Transcribe every record exactly.

# GIVEN DATA
'''

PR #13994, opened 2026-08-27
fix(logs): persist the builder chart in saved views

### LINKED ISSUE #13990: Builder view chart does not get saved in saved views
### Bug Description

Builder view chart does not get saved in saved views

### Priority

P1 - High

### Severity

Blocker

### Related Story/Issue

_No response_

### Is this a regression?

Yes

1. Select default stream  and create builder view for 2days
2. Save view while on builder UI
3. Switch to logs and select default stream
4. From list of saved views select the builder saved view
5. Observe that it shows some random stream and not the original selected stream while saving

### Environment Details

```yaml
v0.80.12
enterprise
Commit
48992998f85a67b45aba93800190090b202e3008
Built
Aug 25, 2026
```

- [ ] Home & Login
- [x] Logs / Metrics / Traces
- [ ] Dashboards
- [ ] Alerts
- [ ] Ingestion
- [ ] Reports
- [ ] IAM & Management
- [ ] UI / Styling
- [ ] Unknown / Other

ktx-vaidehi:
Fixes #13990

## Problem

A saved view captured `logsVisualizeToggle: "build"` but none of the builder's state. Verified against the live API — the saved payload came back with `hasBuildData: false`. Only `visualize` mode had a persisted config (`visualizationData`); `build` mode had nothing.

'''

# OUTPUT FOR THIS TASK
PR #13994, opened 2026-08-27
fix(logs): persist the builder chart in saved views

### LINKED ISSUE #13990: Builder view chart does not get saved in saved views
### Bug Description

Builder view chart does not get saved in saved views

### Priority

P1 - High

### Severity

Blocker

### Related Story/Issue

_No response_

### Is this a regression?

Yes

1. Select default stream  and create builder view for 2days
2. Save view while on builder UI
3. Switch to logs and select default stream
4. From list of saved views select the builder saved view
5. Observe that it shows some random stream and not the original selected stream while saving

### Environment Details

```yaml
v0.80.12
enterprise
Commit
48992998f85a67b45aba93800190090b202e3008
Built
Aug 25, 2026
```

- [ ] Home & Login
- [x] Logs / Metrics / Traces
- [ ] Dashboards
- [ ] Alerts
- [ ] Ingestion
- [ ] Reports
- [ ] IAM & Management
- [ ] UI / Styling
- [ ] Unknown / Other

ktx-vaidehi:
Fixes #13990

## Problem

A saved view captured `logsVisualizeToggle: "build"` but none of the builder's state. Verified against the live API — the saved payload came back with `hasBuildData: false`. Only `visualize` mode had a persisted config (`visualizationData`); `build` mode had nothing.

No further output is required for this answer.